» **Exercise brief**: Which lines of the listing below contain the word "there"? Copy each of them.
The records: Begin
PR #1415, opened 2020-05-01
New PluginEvent "beforeEmailBody"

tgoellner:
To alter the email that is sent out when a user saves a survey I created a new PluginEvent named `beforeEmailBody` which holds the following parameters:

```
    emailType:  [type, e.g. 'savesurveydetails']
    surveyId:   Survey ID
    subject:    The default subject of the email
    body:       The default body message of the email
    email:      Email address the mail is going to be sent to
```

and which might hold other parameters – for my use case ('savesurveydetails') for example:

```
    surveyName: Name of Survey
    surveyLink: Link to the survey
    savename: Name of the user
    savepass: Password the user chose
```

After the plugin event has been dispatched all properties of the event that can be obtained by $event->get() are replaced in the email body – so in

```
    The survey %surveyName% has the link %surveyLink%
```

the properties of `$event->get('surveyName')` and `$event->get('surveyLink')` will be replaced by the values of the event.


Shnoulle:
This was already done in https://manual.limesurvey.org/BeforeSurveyEmail

For ALL email , not only save … and type are https://github.com/LimeSurvey/LimeSurvey/blob/d1b34d38e1fd920d376043ba2db069152af70aba/application/core/LimeMailer.php#L49

If there are an issue : please : report.

Shnoulle:
Please : confirm i can close.

Shnoulle:
I really don't understand purpose of this …

olleharstedt:
Closed for now, since the use-case is already supported by current event system. Feel free to reopen if an unsupported use-case wants to be discussed.

PR #1800, opened 2021-03-14
Fixed issue #16903: Windows server : unable to save attachements

Shnoulle:
Fixed issue #16905: Windows server : good attachment throw JS error (and broke all JS action)
Dev: save only basename : JS don't care of separator
Dev: save only basename, find files in survey upload dir (always)

### DIFF
--- a/application/controllers/admin/emailtemplates.php
+++ b/application/controllers/admin/emailtemplates.php
@@ -99,38 +99,22 @@ class emailtemplates extends Survey_Common_Action
      */
     function update($iSurveyId)
     {
-        $sBaseUrl = Yii::app()->getBaseUrl();
-        $uploadUrl = Yii::app()->getConfig('uploadurl');
-        if (substr($uploadUrl, 0, strlen($sBaseUrl)) == $sBaseUrl) {
-            $uploadUrl = substr($uploadUrl, strlen($sBaseUrl));
-        }
-        $sBaseAbsoluteUrl = Yii::app()->getBaseUrl(true);
-        $sPublicUrl = Yii::app()->getConfig("publicurl");
-        $aPublicUrl = parse_url($sPublicUrl);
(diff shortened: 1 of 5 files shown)


olleharstedt:
Why is this fix so big? :cry:

application/controllers/admin/emailtemplates.php
```diff
@@ -99,38 +99,22 @@ function index($iSurveyId)
      */
     function update($iSurveyId)
     {
-        $sBaseUrl = Yii::app()->getBaseUrl();
-        $uploadUrl = Yii::app()->getConfig('uploadurl');
-        if (substr($uploadUrl, 0, strlen($sBaseUrl)) == $sBaseUrl) {
-            $uploadUrl = substr($uploadUrl, strlen($sBaseUrl));
-        }
-        $sBaseAbsoluteUrl = Yii::app()->getBaseUrl(true);
-        $sPublicUrl = Yii::app()->getConfig("publicurl");
```
olleharstedt, line 108: Remove use of publicurl?

Shnoulle:
> Why is this fix so big? cry

Because there are no helper or model system to get and fix attachements : 

The «only fix» was using `$baseName = pathinfo($attachment['url'], PATHINFO_BASENAME);` but it must be done each time we try to find the file , then each time we send a message … with attachment.

Shnoulle:
2 mores ! https://github.com/LimeSurvey/LimeSurvey/pull/1800/commits/9dcf41e2b7c649f65d90c01b7150e36de5b06cb9

I lost admin notification on 1st commit

Shnoulle:
Create a getter SurveyLanguageSetting->getAttachement return the arry is surely the better solution , but it's rewrite, not fix …

Shnoulle:
Oh,

I got aniother idea : manage : use only filename, but save with complete directory . Then less update.

And create a clean getter in 4X

PR #1803, opened 2021-03-17
Fixed issue #16904: Check attributes are escaped properly

gabrieljenik:
Answer options are escaped before render as to avoid broken html


Shnoulle:
unsure : https://twig.symfony.com/doc/2.x/filters/escape.html `|escape('html_attr')` ?

Strangely not escaped in 3.X ????

gabrieljenik:
> unsure

What do you mean?

Shnoulle:
> > unsure
> 
> What do you mean?

I just mean i'm not sure, but seems twig have a settings for escape :  `html_attr`: escapes a string for the HTML attribute context.

Value is an attribute , right ?

Shnoulle:
Argl … my bad ¿ you use  `html_attr` sorry again (me tired …)

c-schmitz (approved):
The records: End
» **Solved exercise**:
If there are an issue : please : report.
Because there are no helper or model system to get and fix attachements : 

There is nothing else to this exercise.